*Data section*:

Segment Open

Issue #5062, opened 2023-09-28
Bug: --lexical-indent-base-value does not work upon initialization


immkoala:
I have a paragraph node with --lexical-indent-base-value set to 20px. 

However, during initialization, padding-inline-start is still set to 40px.

I debugged a bit and preliminarily suspect the following logic to be the issue:

```javascript
const indentationBaseValue =
    getComputedStyle(dom).getPropertyValue('--lexical-indent-base-value') ||
    DEFAULT_INDENT_VALUE;
```

When executing getComputedStyle(dom).getPropertyValue('--lexical-indent-base-value'), the dom node hasn't been inserted into the document yet, causing the retrieved value to be empty.

chschoeps:
Are there any updated regarding this issue? Is there any workaround?

etrepum:
Should be solved by now, e.g. #8536 #8466

Issue #4583, opened 2023-05-31
Bug: custom theme.indent value not respected when rendering a stored editor content


lysender:
When using the `TabIndentationPlugin` plugin, custom indent size from the theme css not respected when rendering back the editor content from storage (DB for example) to the editor. It is only respected during the time the content is being typed into the editor.

For example, the default indent is 40px. Tried to override it to 20px;

```
.PlaygroundEditorTheme__indent {
  --lexical-indent-base-value: 20px;
}
```

Lexical version: 0.11.1

![image](https://github.com/facebook/lexical/assets/114853/b540cce6-f98d-40f9-9abd-eab128292bb8)

## Steps To Reproduce

1. Setup an editor to have the `TabIndentationPlugin` plugin with 20px indention override on theme css
2. Start the editor with empty content
3. Enter a few lines of content with indention, 1 level of indention should be enough
4. Capture the editor state to json string, probably store it somewhere
5. Render the same editor but set the initial content to the value from above
6. Check the rendered content

Link to code example:

CodeSandbox: https://codesandbox.io/s/magical-david-o3y42f?file=/src/Editor.js

Demo repo: https://github.com/lysender/lexical-text-indent

## The current behavior

The rendered content still has 40px indention

## The expected behavior

Should have 20px indention

samirant15:
Seems like the issue is in the `.PlaygroundEditorTheme__indent` selector.

For me it worked by setting it at the root:
```css
:root {
  --lexical-indent-base-value: 20px;
}
```

vimutti77:
> Seems like the issue is in the `.PlaygroundEditorTheme__indent` selector.
> 
> For me it worked by setting it at the root:
> 
> ```css
> :root {
>   --lexical-indent-base-value: 20px;
> }
> ```

It doesn't work for me.

PR #6693, opened 2024-10-03
[lexical][lexical-list][lexical-rich-text]: Fix: Preserve indentation when serializing to and from HTML

### LINKED ISSUE #6082: Feature: paragraphNode should apply configured indent value from theme on exportDOM

GermanJablo:
## Description

This PR ensures that the indent property is preserved when importing and exporting HTML.

Closes #6082

Additionally, the following bugs are fixed:
- in `ParagraphNode.exportDOM` the correct default value is used. It was set to an old value.
- in `ParagraphNode.exportDOM` the indent is exported using the `padding-inline-start` property as used in the editor, instead of `text-indent`. Apparently, the person who set that did so because `padding-inline-start` has poor support in email clients. However, `text-indent` is a first-line indent, different from the lexical indent which encompasses the entire block. If someone needs to export for use in email, they should probably create their own converter.

### Considerations

This PR does not include serialization of custom indent values ​​defined in the editorConfig.theme. The problem is that the CSS variable `--lexical-indent-base-value` is used, but when importing html the variable is not accessible. It can be used in any context, even headless. This has already caused problems for other users:

https://github.com/facebook/lexical/issues/4583
https://github.com/facebook/lexical/issues/5062

As I see it, the solution to this would be that the indent spacing is not configured with CSS under the editorConfig theme property, but using javaScript. That would be a breaking change.

## Test plan

Tests are included for Paragraphs, Quotes and Headings.

### DIFF
--- a/packages/lexical-list/src/LexicalListNode.ts
+++ b/packages/lexical-list/src/LexicalListNode.ts
@@ -155,7 +155,7 @@ export class ListNode extends ElementNode {
   }
 
   exportDOM(editor: LexicalEditor): DOMExportOutput {
-    const {element} = super.exportDOM(editor);
+    const element = this.createDOM(editor._config, editor);
     if (element && isHTMLElement(element)) {
       if (this.__start !== 1) {
         element.setAttribute('start', String(this.__start));
--- a/packages/lexical-playground/__tests__/unit/docSerialization.test.ts
+++ b/packages/lexical-playground/__tests__/unit/docSerialization.test.ts
@@ -15,7 +15,13 @@
  */
 
 import {serializedDocumentFromEditorState} from '@lexical/file';
-import {$createParagraphNode, $createTextNode, $getRoot} from 'lexical';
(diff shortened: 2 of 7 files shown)


GermanJablo:
I've opened a PR fixing the indent issue here: https://github.com/facebook/lexical/pull/6693

I'll do the same for text-align soon.

If you're interested, contributions are still welcome to make HTML serialization take into account custom indentation values ​​in `editorConfig.theme.indent`

GermanJablo:
I think the failed tests are flaky

etrepum (approved):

Segment Closed

*Task prompt*:
Every record is to be repeated exactly as written.

*Output below*:
Issue #5062, opened 2023-09-28
Bug: --lexical-indent-base-value does not work upon initialization


immkoala:
I have a paragraph node with --lexical-indent-base-value set to 20px. 

However, during initialization, padding-inline-start is still set to 40px.

I debugged a bit and preliminarily suspect the following logic to be the issue:

```javascript
const indentationBaseValue =
    getComputedStyle(dom).getPropertyValue('--lexical-indent-base-value') ||
    DEFAULT_INDENT_VALUE;
```

When executing getComputedStyle(dom).getPropertyValue('--lexical-indent-base-value'), the dom node hasn't been inserted into the document yet, causing the retrieved value to be empty.

chschoeps:
Are there any updated regarding this issue? Is there any workaround?

etrepum:
Should be solved by now, e.g. #8536 #8466

Issue #4583, opened 2023-05-31
Bug: custom theme.indent value not respected when rendering a stored editor content


lysender:
When using the `TabIndentationPlugin` plugin, custom indent size from the theme css not respected when rendering back the editor content from storage (DB for example) to the editor. It is only respected during the time the content is being typed into the editor.

For example, the default indent is 40px. Tried to override it to 20px;

```
.PlaygroundEditorTheme__indent {
  --lexical-indent-base-value: 20px;
}
```

Lexical version: 0.11.1

![image](https://github.com/facebook/lexical/assets/114853/b540cce6-f98d-40f9-9abd-eab128292bb8)

## Steps To Reproduce

1. Setup an editor to have the `TabIndentationPlugin` plugin with 20px indention override on theme css
2. Start the editor with empty content
3. Enter a few lines of content with indention, 1 level of indention should be enough
4. Capture the editor state to json string, probably store it somewhere
5. Render the same editor but set the initial content to the value from above
6. Check the rendered content

Link to code example:

CodeSandbox: https://codesandbox.io/s/magical-david-o3y42f?file=/src/Editor.js

Demo repo: https://github.com/lysender/lexical-text-indent

## The current behavior

The rendered content still has 40px indention

## The expected behavior

Should have 20px indention

samirant15:
Seems like the issue is in the `.PlaygroundEditorTheme__indent` selector.

For me it worked by setting it at the root:
```css
:root {
  --lexical-indent-base-value: 20px;
}
```

vimutti77:
> Seems like the issue is in the `.PlaygroundEditorTheme__indent` selector.
> 
> For me it worked by setting it at the root:
> 
> ```css
> :root {
>   --lexical-indent-base-value: 20px;
> }
> ```

It doesn't work for me.

PR #6693, opened 2024-10-03
[lexical][lexical-list][lexical-rich-text]: Fix: Preserve indentation when serializing to and from HTML

### LINKED ISSUE #6082: Feature: paragraphNode should apply configured indent value from theme on exportDOM

GermanJablo:
## Description

This PR ensures that the indent property is preserved when importing and exporting HTML.

Closes #6082

Additionally, the following bugs are fixed:
- in `ParagraphNode.exportDOM` the correct default value is used. It was set to an old value.
- in `ParagraphNode.exportDOM` the indent is exported using the `padding-inline-start` property as used in the editor, instead of `text-indent`. Apparently, the person who set that did so because `padding-inline-start` has poor support in email clients. However, `text-indent` is a first-line indent, different from the lexical indent which encompasses the entire block. If someone needs to export for use in email, they should probably create their own converter.

### Considerations

This PR does not include serialization of custom indent values ​​defined in the editorConfig.theme. The problem is that the CSS variable `--lexical-indent-base-value` is used, but when importing html the variable is not accessible. It can be used in any context, even headless. This has already caused problems for other users:

https://github.com/facebook/lexical/issues/4583
https://github.com/facebook/lexical/issues/5062

As I see it, the solution to this would be that the indent spacing is not configured with CSS under the editorConfig theme property, but using javaScript. That would be a breaking change.

## Test plan

Tests are included for Paragraphs, Quotes and Headings.

### DIFF
--- a/packages/lexical-list/src/LexicalListNode.ts
+++ b/packages/lexical-list/src/LexicalListNode.ts
@@ -155,7 +155,7 @@ export class ListNode extends ElementNode {
   }
 
   exportDOM(editor: LexicalEditor): DOMExportOutput {
-    const {element} = super.exportDOM(editor);
+    const element = this.createDOM(editor._config, editor);
     if (element && isHTMLElement(element)) {
       if (this.__start !== 1) {
         element.setAttribute('start', String(this.__start));
--- a/packages/lexical-playground/__tests__/unit/docSerialization.test.ts
+++ b/packages/lexical-playground/__tests__/unit/docSerialization.test.ts
@@ -15,7 +15,13 @@
  */
 
 import {serializedDocumentFromEditorState} from '@lexical/file';
-import {$createParagraphNode, $createTextNode, $getRoot} from 'lexical';
(diff shortened: 2 of 7 files shown)


GermanJablo:
I've opened a PR fixing the indent issue here: https://github.com/facebook/lexical/pull/6693

I'll do the same for text-align soon.

If you're interested, contributions are still welcome to make HTML serialization take into account custom indentation values ​​in `editorConfig.theme.indent`

GermanJablo:
I think the failed tests are flaky

etrepum (approved):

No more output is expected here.